I was also feeling like something is wrong. I asked someone, and they calculated that none of the options is true, instead, the answer is $p \in (-\infty,-3) \cup (1,\infty)$

Yeah! I can't understand the 0 denominator too! The problem is wrong. I think the solution is $(-\infty;-3)and(-3;-1)and(-1;\infty)$

I agree that answer given is incorrect. Plus, I don't think so 0 is only one possible value of $p$. But, If I am not mistaken, you took $p = 0$ to prove something is flawed, right?

But, what I did not understand was when he graphed the equation, D came out to be the answer! I don't know how??!!

This is confusing! You should start with $x^2+4x+3\neq 0$

The first to second step needs to include the condition “for $x \neq -3$ and $x \neq -1$”. This condition is never dealt with.

The problem asks for what values will the solutions be real. You did the right thing by finding the discrimnant but all you have to do is notice that

$If\quad (p-1)(p+3)\quad is\quad the\quad disrcrimnant\quad for\quad any\quad value\quad between\quad -3:\quad (-3+3)(-3-1)=0\quad (As\quad you\quad said\quad when\quad D>0\quad or\quad D=0\quad There\quad are\quad real\quad solutions)\quad or\quad between\quad 1:\quad (1-1)(1+3)=0\\ You\quad will\quad see\quad that\quad they\quad both\quad work\quad and\quad can\quad conclude\quad that\quad it\quad works\quad for\quad that\quad range.$

These kind of problems are in H.S.Hall and R.S.Knight's book and i dont like this method employed:/

$\frac 00$.

That's not correct. When $x = -1$ or when $x=-3$, the value of $y$ is undefined.

The question is not asking if the equation has all values of $y$ for a given range of $p$, it’s asking if there is a real value of $y$ for all values of $x$ for a given range of $p$. Unfortunately, for any value of $p$, there is at least one vertical asymptote (either at $x = -3$ or $x = -1$), so it’s not true for any given range or value of $p$.

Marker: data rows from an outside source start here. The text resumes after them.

PR #325, opened 2026-03-09
test multiple coinbase outputs round-trip

### LINKED ISSUE #58: Integration tests against TP with multiple coinbase outputs
After #57 it would be good to test against the recently added support for multiple coinbase outputs: https://github.com/stratum-mining/sv2-tp/pull/55

It should be a round trip including submitting the solution, to make sure nothing goes wrong with serialisation.

xyephy:
Add an end-to-end test: mine a real block through TP → Pool → Translator → Minerd, then assert the accepted block's coinbase outputs and that it includes a real mempool transaction.

  Closes #58

### DIFF
--- a/integration-tests/tests/template_provider_integration.rs
+++ b/integration-tests/tests/template_provider_integration.rs
@@ -23,3 +23,76 @@ async fn tp_high_diff() {
     assert_eq!(blockchain_info.difficulty, 77761.1123986095);
     assert_eq!(blockchain_info.chain, "signet");
 }
+
+// This test verifies that coinbase outputs survive the full round-trip through the mining stack.
+// A mempool transaction triggers a witness commitment output, which must be preserved through
+// TP -> Pool -> Translator -> Minerd and back to Bitcoin Core via block submission.
+#[tokio::test]
+async fn tp_coinbase_outputs_round_trip() {
+    start_tracing();
+    let sv2_interval = Some(5);
+    let (tp, tp_addr) = start_template_provider(sv2_interval, DifficultyLevel::Low);
+    tp.fund_wallet().unwrap();
+    let current_block_hash = tp.get_best_block_hash().unwrap();
+
+    let (pool, pool_addr, _) = start_pool(sv2_tp_config(tp_addr), vec![], vec![], false).await;
+
+    // Create a mempool transaction to trigger witness commitment output
+    tp.create_mempool_transaction().unwrap();
+
+    let (translator, tproxy_addr, _) =
+        start_sv2_translator(&[pool_addr], false, vec![], vec![], None, false).await;
+    let (_minerd, _) = start_minerd(tproxy_addr, None, None, false).await;
+
+    wait_for_new_block(
+        &current_block_hash,
+        || tp.get_best_block_hash().unwrap(),
+        "Block should have been mined and accepted within 60 seconds, \
+         confirming coinbase outputs survived the round-trip",
+    )
+    .await;
+    shutdown_all!(pool, translator);
+}
+
+// This test verifies that multiple coinbase outputs survive the full round-trip.
+// Requires a custom Bitcoin Core build with -testmulticoinbase support, which adds extra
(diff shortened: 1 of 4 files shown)


GitGab19:
How is this different wrt integration tests we added in https://github.com/stratum-mining/sv2-apps/pull/321?

Aren't we already testing multiple coinbase outputs in those tests?

xyephy:
> Aren't we already testing multiple coinbase outputs in those tests?

No — #321 checks that the pool correctly maps `user_identity` to payout addresses by deserializing `NewExtendedMiningJob` at the pool boundary. This PR tests that `coinbase_tx_outputs` set by the Template Provider survive the full TP → Pool → Translator → Minerd pipeline, using Bitcoin Core block acceptance as the assertion. If any layer drops or corrupts a coinbase output, the block is consensus-invalid and the test fails.

GitGab19:
I see.

Are you gonna solve conflicts and make this PR up to date?

xyephy:
> I see.
> 
> Are you gonna solve conflicts and make this PR up to date?

yes

integration-tests/tests/template_provider_integration.rs
plebhash, line 1: I don't see how the tests on this file are asserting what this PR aims to achieve.

we simply assert that **some block was mined**, while there's no assertion with regards to how many outputs there are in the coinbase tx

integration-tests/tests/template_provider_integration.rs
```diff
@@ -23,3 +23,69 @@ async fn tp_high_diff() {
...
+    )
+    .await;
+    shutdown_all!(pool, translator);
+}
+
+// This test verifies that multiple coinbase outputs survive the full round-trip.
+// Requires a custom Bitcoin Core build with -testmulticoinbase support, which adds extra
+// OP_RETURN outputs to the coinbase. Set BITCOIN_NODE_BIN to the custom binary path.
+#[tokio::test]
+#[ignore = "requires custom Bitcoin Core build with -testmulticoinbase; set BITCOIN_NODE_BIN"]
```
plebhash: the strategy behind this `ignore` is not clear

plebhash: what does one need to do to get `testmulticoinbase` into Bitcoin Core?

and if it's not readily available on official Bitcoin Core distribution, why should it be covered by SRI CI?

integration-tests/tests/template_provider_integration.rs
xyephy: Fair point, block acceptance alone is too weak. I will replace it with a block-inspection assertion (decode coinbase tx, check count + witness commitment + reward).

integration-tests/tests/template_provider_integration.rs
xyephy: You would need a local Bitcoin Core patch since there's no upstream path. I patched it locally when I was working on stratum-mining/sv2-tp#55, and the upstream PR that would have made it testable without a patch, bitcoin/bitcoin#33890, was closed unmerged.

Agreed it shouldn't be in SRI CI. Dropping the test. Looking for an SRI-compatible alternative for issue #58, will propose before re-pushing.

GitGab19: Given that the idea proposed in https://github.com/bitcoin/bitcoin/pull/33890 wasn't useful for Sv2, and that it got closed, I'm wondering if issue #58 makes sense at all at this point.

As I was already pointing out in [this comment](https://github.com/stratum-mining/sv2-apps/pull/325#issuecomment-4429750618) we already have a test which covers the case of having multiple outputs in a coinbase tx, it's called `pool_solo_mining_partial_donation()`.

Maybe the thing which is missing there is simply the block submission, which could be eventually added very easily without adding anything else.

xyephy:
Updated: dropped the `testmulticoinbase` test (no upstream path after bitcoin/bitcoin#33890 closed). Now a single end-to-end test as suggested; a real block is mined and its coinbase outputs asserted directly. The test also requires the block to include a mempool transaction, so job serialization with real txdata is covered too.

Yes, this is the basic solution. But you should give the intervals, where the fraction isn't real

This doesn't make sense. If $x^2 + 2x + p$ is real and $x$ is real, then trivially, $p$ must be real as well. We can't have $\text{real number} + \text{another real number} + \text{some non-real number} = \text{some real number}$.

Yes, thanks for replying. I am thinking of contacting the book authors to know what they thought while making the question, to know if there is some misprint. Thanks a lot @Pi Han Goh!